GBPUSD has been making tiny steps within the 1.2400 area in the four-hour chart over the past two days, sending an early warning that some volatility, or a more noticeable move, may soon emerge in the market.
Technically, there are several reasons to believe that a downside correction is more likely to occur. First, the price hit a strong wall in the crossroads of a support-turned-resistance trendline and a downward-sloping trendline on Wednesday and instead drifted lower, keeping the downtrend started earlier this month intact. Secondly, the red Tenkan-sen has just crossed below the blue Kjun-sen line, while the RSI seems to be reversing south again within the bearish zone.
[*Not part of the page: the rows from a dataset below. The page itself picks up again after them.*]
PR #149, opened 2020-09-09
Avoid 1 partition 1 plane early-out for small blocks

solidpixel:
The optimization is actually actually a de-optimization for both performance and image quality for 4x4 and 5x4 blocks. This PR changes it to be conditional based on current block size.

### DIFF
--- a/Source/astcenc_compress_symbolic.cpp
+++ b/Source/astcenc_compress_symbolic.cpp
@@ -1231,9 +1231,13 @@ float compress_symbolic_block(
 
 	float mode_cutoff = ctx.config.tune_block_mode_limit / 100.0f;
 
-	// next, test mode #0. This mode uses 1 plane of weights and 1 partition.
-	// we test it twice, first with a modecutoff of 0, then with the specified mode-cutoff.
-	// This causes an early-out that speeds up encoding of "easy" content.
+	// Trial using 1 plane of weights and 1 partition.
+
+	// Most of the time we test it twice, first with a mode cutoff of 0 and
+	// then with the specified mode cutoff. This causes an early-out that
+	// speeds up encoding of easy blocks. However, this optimization is
+	// disabled for 4x4 and 5x4 blocks where it nearly always slows down the
+	// compresion and slightly reduces image quality.
 
 	float modecutoffs[2];
 	float errorval_mult[2] = { 2.5, 1 };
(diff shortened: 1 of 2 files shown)


Source/astcenc_compress_symbolic.cpp
```diff
@@ -1231,17 +1231,24 @@ float compress_symbolic_block(
...
 
-	// next, test mode #0. This mode uses 1 plane of weights and 1 partition.
-	// we test it twice, first with a modecutoff of 0, then with the specified mode-cutoff.
-	// This causes an early-out that speeds up encoding of "easy" content.
+	// Trial using 1 plane of weights and 1 partition.
+
+	// Most of the time we test it twice, first with a mode cutoff of 0 and
+	// then with the specified mode cutoff. This causes an early-out that
+	// speeds up encoding of easy blocks. However, this optimization is
+	// disabled for 4x4 and 5x4 blocks where it nearly always slows down the
```
BananaEarwig, line 1239: Is that really 5x4 or should it be 5x5?

Source/astcenc_compress_symbolic.cpp
```diff
@@ -1231,17 +1231,24 @@ float compress_symbolic_block(
...
 	float modecutoffs[2];
 	float errorval_mult[2] = { 2.5, 1 };
 	modecutoffs[0] = 0;
 	modecutoffs[1] = mode_cutoff;
 
 	float best_errorval_in_mode;
-	for (int i = 0; i < 2; i++)
+
+
+	int start_trial = bsd->texel_count < 25 ? 1 : 0;
```
BananaEarwig, line 1250: 25 could maybe be something like MINIMUM_BLOCK_SIZE?

BananaEarwig (approved):
Looks good, a couple of minor nits

Source/astcenc_compress_symbolic.cpp
solidpixel: Yes, should be 5x4 - ASTC has many non-square to get fine-grained bitrate steppings.

Source/astcenc_compress_symbolic.cpp
solidpixel: Yes, good idea. The current code has a lot of "magic constants" like this - we should start pulling them out into named settings.

BananaEarwig (approved):
LGTM

BananaEarwig (approved):
LGTM

BananaEarwig (approved):
LGTM

PR #150, opened 2020-09-10
Refactor find_best_partitionings()

solidpixel:
We now only ever use a single result per block type from this function, so we can refactor to track the single best result as we go along instead of storing all results in an array that gets scanned after-the-fact.


BananaEarwig (approved):
Looks good

MulattoKid:
Looks good to me.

The unsuccessful attempt to break above the 50% Fibonacci of the upleg from 1.2074 to 1.2812 could be another negative signal.
Bears could get exposed to the 61.8% Fibo of 1.2355 and the 1.2334 low if they breach the nearby 1.2387 support level. Extending the downward pattern below the previous trough, the price may next halt near 1.2290.
Should the bulls retake control, the 50% Fibo line of 1.2443 will come again under the spotlight, while in a short distance, the 20-period simple moving average (SMA) managed to block upside corrections on Thursday and therefore will be closely watched as well. Should the former resistance around 1.2480 and the descending trendline prove easy to clear, the rally could gear towards the 38.2% Fibonacci of 1.2530. Higher, all attention will shift to the ascending trendline.
In brief, GBPUSD is expected to show negative momentum in the short-run, with sellers turning stronger below 1.2387.